The rubber tapper was indebted to be able to control him in perpetuity. In the first place, he charged the passage to the Yurimaguas at about thirty pounds sterling each; the tools needed to collect rubber, weapons, and supplies were also added to their debts. Nothing was free and Arana felt safe with this system because, according to his accounting books, three months of continuous work was not enough to pay off his debts. What's more, he didn't give them time to fish or hunt; in this way the debts increased with each new order for provisions.

. . .

Julio Cesar was making a prestigious name for himself in Iquitos. He was considered a prosperous rubber tapper and began promoting educational initiatives throughout the town. The first of his trips to Putumayo was in 1901; then it took almost fifteen days to be able to arrive. When he was in La Chorrea, a stop on the long journey, he did business, but he also got to know the Huitotos, an Amazonian community characterized by its passivity.

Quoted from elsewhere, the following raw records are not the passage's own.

PR #672, opened 2026-07-18
Audit bulk-bound request bodies for mass assignment

### LINKED ISSUE #661: Audit bulk-bound request bodies for field-level authorization and mass assignment
## Summary

Add a focused mass-assignment check to `security-deep-dive` for application code that bulk-binds a request body into a persistence model, domain object, or downstream service payload.

The existing deep-dive covers object-level authorization, but it does not explicitly distinguish format/schema validation from field-level authorization. A body can be perfectly valid according to its DTO or JSON schema while still allowing a caller to set fields such as `role`, `owner_id`, `status`, `permissions`, or an authoritative price.

This can be implemented as a prompt and eval change. It does not need a new skill or output type.

## Scope

Update `skills/security-deep-dive/SKILL.md` so that, when all of the following are true, the audit performs a field-level authorization check:

- The target is application/service code with authenticated or differently privileged actors.
- An externally supplied object/body is deserialized or bound in bulk.
- The resulting object is persisted, used for an authorization decision, or forwarded to a privileged downstream service.

For those sites:

1. Identify fields copied by bulk update, mapper, spread/catch-all, ORM binding, or equivalent framework behavior.
2. Identify fields whose authority belongs to the server or to a more privileged actor: ownership, role/permission, workflow status, security flags, authoritative monetary values, tenant identifiers, and similar project-specific fields.
3. Look for an explicit allow-list, field stripping, server-side overwrite, or per-field authorization before the object reaches the sensitive operation.
4. Do not treat type checks, required-field checks, JSON Schema, DTO annotations, or other shape validation as field-level authorization.
5. When the same body type is accepted by multiple privilege levels, compare the lower-trust binding with the higher-trust path if that comparison is needed to establish intended field ownership.

Keep the output compact: one finding per vulnerable binding/root cause, listing the affected sensitive fields. Do not emit one finding per field when a single allow-list fix closes them together.

Use `CWE-915` when it fits.

## Token and scope constraints

This should not require enumerating every field in every request type.

Trigger the deeper check only at bulk-binding sites that feed persistence, authorization, or privileged downstream calls. Simple request structs whose fields are consumed individually do not need a cross-endpoint field inventory unless the code reveals a suspicious pass-through.

## Evals

Add a minimal fixture and scenario under `evals/`:

1. **Should find:** a lower-privilege update endpoint bulk-copies a request DTO containing a server-owned field such as `role` or `owner_id` into a stored object.
2. **Should not find:** the same endpoint explicitly allow-lists ordinary editable fields or overwrites the sensitive field from the authenticated principal.

The positive assertion should require evidence for the body source, the bulk-copy/binding operation, and the sensitive field.

## Acceptance criteria

- `security-deep-dive` distinguishes schema validation from field-level authorization.
- The check is limited to bulk-bound bodies reaching a sensitive operation.
- Findings group fields by vulnerable binding/root cause.
- A positive mass-assignment eval passes.
- A paired allow-listed/server-overwritten negative eval does not emit a matching finding.
- No schema, worker, database, or UI changes are introduced.

## Non-goals

- General API schema review.
- Treating every writable field as security-sensitive.
- Replacing object-level ownership checks.
- Creating framework-specific reference packs; those can remain part of the broader work in #106.

abhinavgautam01:
Closes #661

## Summary

Adds a focused field-level authorization check to `security-deep-dive` for mass-assignment risks in application and service code.

The check is limited to bulk-bound request bodies that reach persistence, authorization decisions or privileged downstream operations. It distinguishes input-shape validation from authorization over server-owned fields.

## Changes

- Add mass-assignment guidance for bulk-bound request bodies.
- Gate the deeper check on authenticated actors with distinct privileges and a sensitive bulk-binding path.
- Instruct the audit to identify server-owned fields such as:
  - roles and permissions
  - ownership and tenant identifiers
  - workflow or security state
  - authoritative prices and balances
- Require explicit allow-lists, field stripping, server-side overwrites, or per-field authorization before sensitive operations.
- Use `CWE-915` where applicable.
- Group fields sharing one vulnerable binding into a single root-cause finding.
- Add a paired eval fixture:
  - vulnerable member endpoint uses `account.update(body)`
  - safe profile endpoint allow-lists editable fields and overwrites `owner_id`
- Add eval coverage that requires evidence of the request body, bulk update and sensitive `role` field while rejecting a matching finding for the safe endpoint.

## Tests

- `go test ./...`
- `go test -tags evals ./...`
- `go vet ./...`
- `go vet -tags evals ./...`
- `git diff --check`


skills/security-deep-dive/SKILL.md
```diff
@@ -92,6 +92,7 @@ Sink classes to enumerate. The classes are conceptual; the language you are audi
...
..., or a privileged downstream call. At each such binding, identify every field copied by an ORM binder, mapper, spread/catch-all, `update`/merge, or equivalent framework operation. Separate ordinary caller-editable fields from authority the server or a more privileged actor owns: ownership and tenant identifiers, roles and permissions, workflow status, security flags, authoritative prices or balances, and project-specific equivalents. Look for an explicit allow-list, stripping of forbidden fields, a server-side overwrite, or a per-field authorization check before the sensitive operation. Type checks, required-field checks, DTO annotations, JSON Schema, and other shape validation are not field-level authorization. Where one body type is accepted by lower- and higher-privilege paths, compare them when that establishes intended ownership. Report one finding per vulnerable binding/root cause, listing all affected sensitive fields; do not emit one finding per field when one allow-list fix addresses them together. Use `CWE-915` when it fits. Do not build a repository-wide field inventory: request structs consumed field-by-field are out of scope unless code shows a suspicious pass-through.
```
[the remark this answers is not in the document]
abhinavgautam01: Narrowed the guidance to determine whether a bulk binding can copy sensitive server-owned fields. It now explicitly says not to enumerate ordinary caller-editable fields.

evals/security-deep-dive-mass-assignment.yaml
```diff
@@ -0,0 +1,20 @@
...
+      - role
+    required: true
+should_not_find:
+  - finding: mass assignment
+    cwe: CWE-915
+    path: app.py
+    evidence_contains:
+      - update_profile
+      - account.update(editable)
+      - owner_id
```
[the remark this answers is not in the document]
abhinavgautam01: Added optional exact location matching for eval assertions, since path deliberately normalizes away line numbers. The negative assertion now targets app.py:42; the regression test makes the real finding mention the safe endpoint and verifies it still passes.

internal/evals/evals_test.go
```diff
@@ -342,6 +342,42 @@ func TestRunnerRejectsSchemaInvalidReport(t *testing.T) {
...
+  "location":"app.py:42",
+  "trace":"update_profile uses account.update(editable) and overwrites owner_id."
+}]}`
+	got, err = (HeuristicJudge{}).Judge(sc, safeReport)
+	if err != nil {
+		t.Fatal(err)
+	}
+	if got[1].Matched {
+		t.Fatalf("allow-listed endpoint unexpectedly passed should_not_find: %+v", got[1])
+	}
```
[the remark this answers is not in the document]
abhinavgautam01: Added a result-count check and asserted that the inspected result is should_not_find before accessing got[1].

evals/security-deep-dive-mass-assignment.yaml
```diff
@@ -0,0 +1,21 @@
...
+    evidence_contains:
+      - request.get_json()
+      - account.update(body)
+      - role
+    required: true
+should_not_find:
+  - finding: mass assignment
+    cwe: CWE-915
+    path: app.py
+    location: app.py:42
```
andrew: `app.py:42` is the `"display_name": body.get(...)` dict entry, not a location a model would report for a `/profile` finding (that'd be line 37, 46, or 36). With exact-match `location` plus three required evidence terms, this `should_not_find` will effectively never trip in a real run; the unit test only passes because the fake `safeReport` hard-codes `app.py:42`.

Exact-line matching on a negative assertion is fragile whichever line you pick. Suggest splitting the fixture into `account.py` and `profile.py` so `path: profile.py` disambiguates the negative case and `location:` can be dropped from this scenario. That also removes the need for the new `Assertion.Location` field in this PR; it can land separately if there's a `should_find` use for it.

internal/evals/evals_test.go
```diff
@@ -342,6 +344,48 @@ func TestRunnerRejectsSchemaInvalidReport(t *testing.T) {
 	}
 }
 
+func TestMassAssignmentScenario(t *testing.T) {
+	sc := mustLoadScenario(t, "../../evals/security-deep-dive-mass-assignment.yaml")
+	report := `{"findings":[{
+  "title":"Mass assignment in update_account",
+  "cwe":"CWE-915",
+  "location":"app.py:27",
+  "trace":"request.get_json() supplies body, and account.update(body) copies role without an allow-list. Unlike update_profile, it does not use account.update(editable) or overwrite owner_id."
```
andrew: This trace quotes `update_profile`, `account.update(editable)`, and `owner_id` specifically so that evidence-only matching would misfire on the correct finding, which is what motivates the `location` field. Real deep-dive traces don't typically quote the safe path's code verbatim. If the fixture is split by file (see the scenario comment) this test simplifies and the contrived contrast text can go.

andrew (changes requested):
The SKILL.md guidance and fixture look good. The `should_not_find` guard needs rework before this is useful in a real eval run.

evals/security-deep-dive-mass-assignment.yaml
abhinavgautam01: Reworked the fixture into separate account.py and profile.py route modules. The negative assertion now matches path: profile.py, so it no longer depends on an exact source line. Removed the temporary Assertion.Location support from this PR.

internal/evals/evals_test.go
abhinavgautam01: Simplified the positive fake finding to describe only the vulnerable account.py path. The separate-file fixture now provides the required disambiguation without embedding safe-path code into the vulnerable finding’s trace.

andrew (approved):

Possibly he has thought of the gains he would make by subduing this town for nothing, how easy it would be. Julio Cesar Arana saw the native Indians as the only ones who could work and survive in that habitat where the valuable rubber was.

When he returned, he was given a great position: mayor of Iquitos from 1902. His administration, which lasted a year, was one of constant absences since rubber was a priority in his life. Arana did not stop indebting his rubber tappers who, in reality, assumed themselves as part of his company. As his debts grew, Arana was able to make the most of his manpower.

The price of rubber rose every day to exorbitant levels and thus, in a short time, Arana was creating a great empire at the cost of debts and human miseries. Within a few years, Arana became the richest man in Peru. His empire was supported by his relatives and the government never condemned his injustices.